### RECORDS FOR THIS EXERCISE
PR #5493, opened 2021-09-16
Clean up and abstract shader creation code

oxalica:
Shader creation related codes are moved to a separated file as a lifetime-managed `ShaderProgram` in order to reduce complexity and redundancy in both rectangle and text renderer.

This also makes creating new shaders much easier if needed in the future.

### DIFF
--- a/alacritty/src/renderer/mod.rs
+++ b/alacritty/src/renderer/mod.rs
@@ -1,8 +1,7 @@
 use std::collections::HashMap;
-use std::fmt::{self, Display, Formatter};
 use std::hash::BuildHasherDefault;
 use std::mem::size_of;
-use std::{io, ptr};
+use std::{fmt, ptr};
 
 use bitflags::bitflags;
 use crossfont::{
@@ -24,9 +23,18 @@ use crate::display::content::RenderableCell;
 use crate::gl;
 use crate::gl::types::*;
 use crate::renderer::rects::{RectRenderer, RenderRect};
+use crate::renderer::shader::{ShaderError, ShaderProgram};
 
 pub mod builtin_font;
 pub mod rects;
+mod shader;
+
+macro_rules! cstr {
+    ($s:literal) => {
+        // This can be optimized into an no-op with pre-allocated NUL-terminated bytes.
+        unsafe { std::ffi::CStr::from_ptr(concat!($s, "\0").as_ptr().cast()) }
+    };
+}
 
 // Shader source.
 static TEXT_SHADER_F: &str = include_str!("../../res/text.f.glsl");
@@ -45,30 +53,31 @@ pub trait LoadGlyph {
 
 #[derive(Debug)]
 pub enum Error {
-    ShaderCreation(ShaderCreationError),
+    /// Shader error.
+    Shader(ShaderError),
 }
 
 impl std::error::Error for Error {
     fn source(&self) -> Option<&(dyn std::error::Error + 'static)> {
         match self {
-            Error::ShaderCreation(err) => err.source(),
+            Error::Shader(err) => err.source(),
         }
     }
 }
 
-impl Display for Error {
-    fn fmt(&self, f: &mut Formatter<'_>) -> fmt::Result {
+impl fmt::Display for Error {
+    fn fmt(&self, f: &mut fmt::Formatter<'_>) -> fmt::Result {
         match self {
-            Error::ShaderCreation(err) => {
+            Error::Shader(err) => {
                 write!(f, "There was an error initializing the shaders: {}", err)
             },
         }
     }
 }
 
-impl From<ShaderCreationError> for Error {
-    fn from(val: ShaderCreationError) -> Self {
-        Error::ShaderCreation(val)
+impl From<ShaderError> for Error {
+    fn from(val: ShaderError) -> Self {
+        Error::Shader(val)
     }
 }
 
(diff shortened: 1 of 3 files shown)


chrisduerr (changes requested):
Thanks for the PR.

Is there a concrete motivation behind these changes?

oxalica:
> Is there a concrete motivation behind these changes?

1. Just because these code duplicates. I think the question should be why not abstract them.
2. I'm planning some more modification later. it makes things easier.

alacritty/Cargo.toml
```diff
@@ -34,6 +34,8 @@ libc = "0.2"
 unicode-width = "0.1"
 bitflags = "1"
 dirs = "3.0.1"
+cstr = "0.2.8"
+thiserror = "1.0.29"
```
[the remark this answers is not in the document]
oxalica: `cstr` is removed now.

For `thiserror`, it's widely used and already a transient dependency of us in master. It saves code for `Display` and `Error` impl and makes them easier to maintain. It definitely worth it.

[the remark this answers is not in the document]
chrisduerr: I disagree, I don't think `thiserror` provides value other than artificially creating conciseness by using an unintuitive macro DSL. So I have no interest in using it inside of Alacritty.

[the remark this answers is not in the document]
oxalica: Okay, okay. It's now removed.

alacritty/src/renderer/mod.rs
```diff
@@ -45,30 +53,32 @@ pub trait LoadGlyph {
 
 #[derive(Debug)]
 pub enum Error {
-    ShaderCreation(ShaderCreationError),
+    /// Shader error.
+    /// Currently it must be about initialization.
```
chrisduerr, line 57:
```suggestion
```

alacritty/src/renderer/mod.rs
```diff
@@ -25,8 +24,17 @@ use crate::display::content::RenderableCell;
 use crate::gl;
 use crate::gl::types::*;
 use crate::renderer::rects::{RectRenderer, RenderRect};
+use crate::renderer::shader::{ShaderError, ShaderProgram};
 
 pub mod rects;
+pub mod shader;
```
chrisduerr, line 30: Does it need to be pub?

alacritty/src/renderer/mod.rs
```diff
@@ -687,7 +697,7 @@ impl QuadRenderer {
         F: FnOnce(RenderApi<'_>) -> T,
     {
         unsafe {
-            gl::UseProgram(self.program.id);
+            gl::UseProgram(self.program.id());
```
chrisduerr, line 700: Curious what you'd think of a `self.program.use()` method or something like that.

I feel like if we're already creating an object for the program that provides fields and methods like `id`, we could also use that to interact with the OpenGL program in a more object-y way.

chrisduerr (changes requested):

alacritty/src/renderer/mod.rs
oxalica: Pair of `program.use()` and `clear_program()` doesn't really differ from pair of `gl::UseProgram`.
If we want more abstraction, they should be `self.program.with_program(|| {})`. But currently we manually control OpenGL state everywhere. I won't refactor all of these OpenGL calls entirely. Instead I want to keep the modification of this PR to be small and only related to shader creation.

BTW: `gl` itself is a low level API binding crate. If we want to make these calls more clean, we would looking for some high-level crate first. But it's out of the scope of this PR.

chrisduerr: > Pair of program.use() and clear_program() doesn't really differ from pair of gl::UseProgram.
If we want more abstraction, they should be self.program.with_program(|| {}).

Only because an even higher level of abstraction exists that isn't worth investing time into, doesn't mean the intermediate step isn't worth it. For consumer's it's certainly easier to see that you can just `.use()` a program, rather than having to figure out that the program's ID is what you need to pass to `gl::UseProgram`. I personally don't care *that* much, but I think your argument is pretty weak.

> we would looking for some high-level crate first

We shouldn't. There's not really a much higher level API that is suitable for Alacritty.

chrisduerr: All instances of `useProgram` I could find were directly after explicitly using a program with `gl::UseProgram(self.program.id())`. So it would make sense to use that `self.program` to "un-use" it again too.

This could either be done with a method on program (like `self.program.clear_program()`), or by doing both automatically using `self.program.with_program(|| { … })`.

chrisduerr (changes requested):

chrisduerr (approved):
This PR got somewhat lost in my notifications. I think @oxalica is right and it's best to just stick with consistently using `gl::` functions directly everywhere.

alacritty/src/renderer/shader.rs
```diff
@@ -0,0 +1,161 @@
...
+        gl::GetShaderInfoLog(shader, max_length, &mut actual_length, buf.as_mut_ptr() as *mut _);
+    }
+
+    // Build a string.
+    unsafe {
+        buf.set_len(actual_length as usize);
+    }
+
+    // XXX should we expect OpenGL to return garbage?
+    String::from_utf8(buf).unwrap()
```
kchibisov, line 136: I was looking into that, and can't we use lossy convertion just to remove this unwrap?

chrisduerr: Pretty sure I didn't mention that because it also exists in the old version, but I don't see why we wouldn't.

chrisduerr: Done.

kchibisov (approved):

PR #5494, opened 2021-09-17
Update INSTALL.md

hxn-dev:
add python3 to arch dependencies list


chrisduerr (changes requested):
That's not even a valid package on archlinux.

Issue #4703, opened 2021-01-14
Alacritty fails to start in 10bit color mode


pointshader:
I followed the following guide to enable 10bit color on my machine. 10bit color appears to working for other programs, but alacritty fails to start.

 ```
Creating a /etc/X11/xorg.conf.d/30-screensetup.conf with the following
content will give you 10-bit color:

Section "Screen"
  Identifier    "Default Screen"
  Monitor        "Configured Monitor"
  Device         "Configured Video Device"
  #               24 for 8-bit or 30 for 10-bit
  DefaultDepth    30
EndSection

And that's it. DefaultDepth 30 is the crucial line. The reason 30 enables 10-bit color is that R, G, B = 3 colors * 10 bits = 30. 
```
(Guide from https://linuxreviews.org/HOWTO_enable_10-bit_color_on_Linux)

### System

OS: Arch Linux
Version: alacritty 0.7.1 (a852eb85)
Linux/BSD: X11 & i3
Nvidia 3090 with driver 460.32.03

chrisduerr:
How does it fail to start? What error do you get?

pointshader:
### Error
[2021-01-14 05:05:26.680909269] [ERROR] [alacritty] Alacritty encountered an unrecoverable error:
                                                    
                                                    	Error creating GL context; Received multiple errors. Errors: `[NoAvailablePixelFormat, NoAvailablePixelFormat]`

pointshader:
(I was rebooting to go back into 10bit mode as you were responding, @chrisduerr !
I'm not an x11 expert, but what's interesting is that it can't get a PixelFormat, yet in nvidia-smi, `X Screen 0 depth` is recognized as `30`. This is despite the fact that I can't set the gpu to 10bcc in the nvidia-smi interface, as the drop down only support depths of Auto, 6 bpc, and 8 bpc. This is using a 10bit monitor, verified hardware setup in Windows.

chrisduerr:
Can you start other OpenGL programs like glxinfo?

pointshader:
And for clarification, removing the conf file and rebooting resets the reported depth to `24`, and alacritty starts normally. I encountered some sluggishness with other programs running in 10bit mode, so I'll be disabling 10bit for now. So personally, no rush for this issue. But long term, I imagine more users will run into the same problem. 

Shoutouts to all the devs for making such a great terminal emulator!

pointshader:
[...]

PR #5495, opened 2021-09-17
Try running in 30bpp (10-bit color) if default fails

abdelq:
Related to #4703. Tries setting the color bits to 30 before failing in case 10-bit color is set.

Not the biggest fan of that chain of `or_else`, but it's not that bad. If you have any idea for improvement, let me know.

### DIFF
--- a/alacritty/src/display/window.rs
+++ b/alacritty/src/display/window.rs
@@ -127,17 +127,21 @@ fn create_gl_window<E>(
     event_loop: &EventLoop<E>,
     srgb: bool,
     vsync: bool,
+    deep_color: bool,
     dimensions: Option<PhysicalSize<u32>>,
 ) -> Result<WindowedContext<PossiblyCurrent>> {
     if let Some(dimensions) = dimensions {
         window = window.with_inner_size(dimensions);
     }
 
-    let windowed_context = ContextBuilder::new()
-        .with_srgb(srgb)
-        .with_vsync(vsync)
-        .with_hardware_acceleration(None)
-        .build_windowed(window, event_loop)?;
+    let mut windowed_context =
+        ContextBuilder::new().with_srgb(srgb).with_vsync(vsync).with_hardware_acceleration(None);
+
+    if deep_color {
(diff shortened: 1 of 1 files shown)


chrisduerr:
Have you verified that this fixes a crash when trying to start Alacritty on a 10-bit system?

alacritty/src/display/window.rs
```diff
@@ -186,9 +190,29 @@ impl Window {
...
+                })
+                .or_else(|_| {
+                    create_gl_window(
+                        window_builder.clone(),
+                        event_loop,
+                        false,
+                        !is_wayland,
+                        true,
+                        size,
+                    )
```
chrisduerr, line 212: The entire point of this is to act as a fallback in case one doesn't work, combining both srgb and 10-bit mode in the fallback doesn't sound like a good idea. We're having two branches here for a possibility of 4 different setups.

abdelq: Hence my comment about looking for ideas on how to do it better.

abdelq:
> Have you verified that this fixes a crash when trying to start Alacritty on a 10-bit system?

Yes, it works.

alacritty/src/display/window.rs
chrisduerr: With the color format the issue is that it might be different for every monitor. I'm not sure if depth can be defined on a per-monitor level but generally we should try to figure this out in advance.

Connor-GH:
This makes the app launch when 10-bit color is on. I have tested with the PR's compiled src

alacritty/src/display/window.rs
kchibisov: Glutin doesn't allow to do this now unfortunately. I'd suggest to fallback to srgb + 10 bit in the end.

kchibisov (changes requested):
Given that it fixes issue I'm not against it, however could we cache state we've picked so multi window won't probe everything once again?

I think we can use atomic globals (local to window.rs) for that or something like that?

### HOW TO COMPLETE THIS TASK
Only lines that contain "impl" are needed, so copy each of them from the data.

### RESPONSE TO THIS EXERCISE
 impl std::error::Error for Error {
-impl Display for Error {
+impl fmt::Display for Error {
-impl From<ShaderCreationError> for Error {
+impl From<ShaderError> for Error {
For `thiserror`, it's widely used and already a transient dependency of us in master. It saves code for `Display` and `Error` impl and makes them easier to maintain. It definitely worth it.
@@ -687,7 +697,7 @@ impl QuadRenderer {
@@ -186,9 +190,29 @@ impl Window {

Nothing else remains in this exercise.